= Office of the Souls of Purgatory =

Catholic devotion of Portuguese origin

The Office of the Souls in Purgatory, also known as the Office of the Souls or Office of the Blessed Souls, is an ancient Catholic devotion of Portuguese origin, intended to intercede for the souls who, according to Catholic doctrine, undergo purification in Purgatory before attaining the beatific vision of God.

== Origin and history ==
The devotion likely dates back to the 17th or 18th century, developing from medieval practices of suffrage for the dead. After the Council of Trent (1545–1563), which reaffirmed the doctrine of Purgatory, various prayers and offices dedicated to the “blessed souls” emerged.

In Portugal, these practices were gathered into popular forms of communal prayer, transmitted orally and later brought to Brazil through confraternities and religious brotherhoods dedicated to the faithful departed.

In Brazil, the Office of the Souls became a particularly vibrant tradition in the Northeast and Center-West regions, where it is sung during pilgrimages, novenas, and gatherings of confraternities.
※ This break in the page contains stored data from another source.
PR #1228, opened 2017-11-20
Importing GMTED2010 elevation data and MultiSourceElevationProvider

boldtrn:
This PR is a clone of #1217. 

You can now import GMTED2010 elevation data, which has roughly a 250m resoultion. You can mix SRTM data with GMTED data by using the new MultiSourceElevationProvider by using GMTED data outside of the SRTM area.

### DIFF
--- a/core/src/main/java/com/graphhopper/reader/dem/CGIARProvider.java
+++ b/core/src/main/java/com/graphhopper/reader/dem/CGIARProvider.java
@@ -17,26 +17,17 @@
  */
 package com.graphhopper.reader.dem;
 
-import com.graphhopper.storage.DAType;
 import com.graphhopper.storage.DataAccess;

The practice preserves a strong communal and devotional character, maintaining elements of Luso-Brazilian popular religiosity.

== Structure and content ==
The Office of the Souls consists of hymns, prayers, and meditative verses that invoke divine mercy on behalf of the suffering souls. In many popular versions, the office is recited on Mondays or during the month of November, traditionally dedicated to the Faithful Departed.